NotBlueAtAll

I'm just a fat gal with a blog and an opinion. Well, lots of opinions.

No Bad Things…

June3

I’m just focusing on all of the good that I have in my life right now, in this very moment. I am keeping the bad stuff and the bad thoughts away from me. I can’t engage those thoughts. I know that I need to live in the present and keep all of the positive energy and love I’ve been given over the last 8 days with me and not take it for granted. I know that once I engage in the bad stuff that I will sink back into despair mode and fuck that!

I have been shown so much love and support that it is overwhelming. I struggle with feeling undeserving or unworthy but friends insist that I do deserve it all and more. I am so grateful to have such wonderful people in my life. Old BFFs and new, I was treated like royalty this past weekend. Many good, home cooked meals, fun cocktails, crafty indulgences and even some late night swimming! I am a happy, proud and blessed fatty indeed! 😉

Now that I’m back home from my weekend away, I do feel the need to protect myself and my heart a bit from the ills of the world.
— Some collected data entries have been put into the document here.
PR #2128, opened 2023-04-25
Allow for multi-OS Packer box builds

tj90241:
As we prepare to transition into Ubuntu Jammy and split the
management of compute and storage infrastructure, it is
helpful to provide developers with the ability to build
clusters with varying compositions of operating system
releases (e.g., a Focal-fueled OpenStack cluster conjoined
with a Jammy-fueled Ceph cluster).

This PR provides that workflow.


tj90241:
I've updated our internal documentation and tested the BCC-on-BCC builds with this.

I still need to make changes to the CI so that it has the updated `variables.json`, but other than that... this should be good to go.

jingqgeng (approved):
Awesome!!

PR #2129, opened 2023-04-26
Default to Jammy builds for BVE storage

tj90241:


tj90241:
This just builds upon https://github.com/bloomberg/chef-bcpc/pull/2128

Now, when checking out a BVE, any dedicated storage topologies (those with storage[head]node groups) build with Jammy/Quincy. Standard 1h1w, 3h3w still build with Focal/Ussuri/Octopus for now.

jingqgeng (approved):

PR #2130, opened 2023-04-28
RDTIBCCOPT-129 Increase Update Resources Interval

jingqgeng:

**Describe your changes**

**Testing performed**

**Additional context**

### DIFF
--- a/chef/cookbooks/bcpc/attributes/nova.rb
+++ b/chef/cookbooks/bcpc/attributes/nova.rb
@@ -64,6 +64,9 @@ default['bcpc']['nova']['compute']['limits']['nofile']['hard'] = 4096
 # frequency of syncing power states between hypervisor and database
 default['bcpc']['nova']['sync_power_state_interval'] = 600
 
+# frequency of updating compute resources
+default['bcpc']['nova']['update_resources_interval'] = 3600
+
 # automatically restart guests that were running when hypervisor was rebooted
 default['bcpc']['nova']['resume_guests_state_on_host_boot'] = false
 
--- a/chef/cookbooks/bcpc/templates/default/nova/nova-compute.conf.erb
+++ b/chef/cookbooks/bcpc/templates/default/nova/nova-compute.conf.erb
@@ -4,6 +4,7 @@
 [DEFAULT]
 compute_driver = libvirt.LibvirtDriver
 enable_new_services = false
+update_resources_interval = <%= node['bcpc']['nova']['update_resources_interval'] %>
 
 [libvirt]
 virt_type = <%= @virt_type %>


tj90241:
This is very interesting, because a lot of the `ceph df` calls that the worknodes make are excessive (and redundant) in our context/case...

The only thing I think we have to watch out for is that the vCPU used and memory used stats are not reliant upon this. Suppose a hypervisor comes back from service: it will report 0 vCPU/0 RAM used. Thus, in this state, the scheduler is very likely to send it lots of VMs. If the vCPU/RAM resources are only updated 1/hr after this change, it is possible the scheduler will overload that hypervisor if it is not dynamically tracking resource use outside of this mechanism.

I have no idea about what `update_resources_interval` updates though without looking, so this could be a moot point. I would be kind of surprised if vCPU/memory stats were only sent on an interval.

chef/cookbooks/bcpc/attributes/nova.rb
```diff
@@ -64,6 +64,9 @@
 # frequency of syncing power states between hypervisor and database
 default['bcpc']['nova']['sync_power_state_interval'] = 600
 
+# frequency of updating compute resources
+default['bcpc']['nova']['update_resources_interval'] = 3600
```
comay, line 68: My only concern is are there any other bits of hypervisor data that we're not going to be providing updates to Nova for such a long time (an hour)?

jingqgeng:
> This is very interesting, because a lot of the `ceph df` calls that the worknodes make are excessive (and redundant) in our context/case...
> 
> The only thing I think we have to watch out for is that the vCPU used and memory used stats are not reliant upon this. Suppose a hypervisor comes back from service: it will report 0 vCPU/0 RAM used. Thus, in this state, the scheduler is very likely to send it lots of VMs. If the vCPU/RAM resources are only updated 1/hr after this change, it is possible the scheduler will overload that hypervisor if it is not dynamically tracking resource use outside of this mechanism.
> 
> I have no idea about what `update_resources_interval` updates though without looking, so this could be a moot point. I would be kind of surprised if vCPU/memory stats were only sent on an interval.

That's a good point, but I think it'll be fine. TL;DR: Besides the periodic update I changed here, the resources are also updated whenever there's an change in the instances in a different code path. Below I'll try my best to present the function call chains. 

In general, all the resources are updated in a function called `nova/virt/libvirt/driver/update_provider_tree()`.  
Specifically, for `ceph df`, it's invoked like the following:
[update_provider_tree](https://github.com/openstack/nova/blob/3fe8880d3759cbd7b19d75dcf235dfd5c511be13/nova/virt/libvirt/driver.py#L7628)
 --> [_get_local_gb_info](https://github.com/openstack/nova/blob/3fe8880d3759cbd7b19d75dcf235dfd5c511be13/nova/virt/libvirt/driver.py#L7675)
     --> [get_pool_info](https://github.com/openstack/nova/blob/3fe8880d3759cbd7b19d75dcf235dfd5c511be13/nova/virt/libvirt/storage/rbd_utils.py#L373)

I just want to keep this sense of joy and peace with me. I’m not ready to let it go just yet. I am operating on a level of denial, I realize. All the bad stuff, yeah, it’s just around the corner. I know this, but there ain’t shit I can do about it or to prevent it either. So I won’t give it any thought or energy. Perhaps this is how I will continue to manage my stress and anxiety from here on out. I really can’t know. It feels right for right now and so be it. Happy bubble time is in effect.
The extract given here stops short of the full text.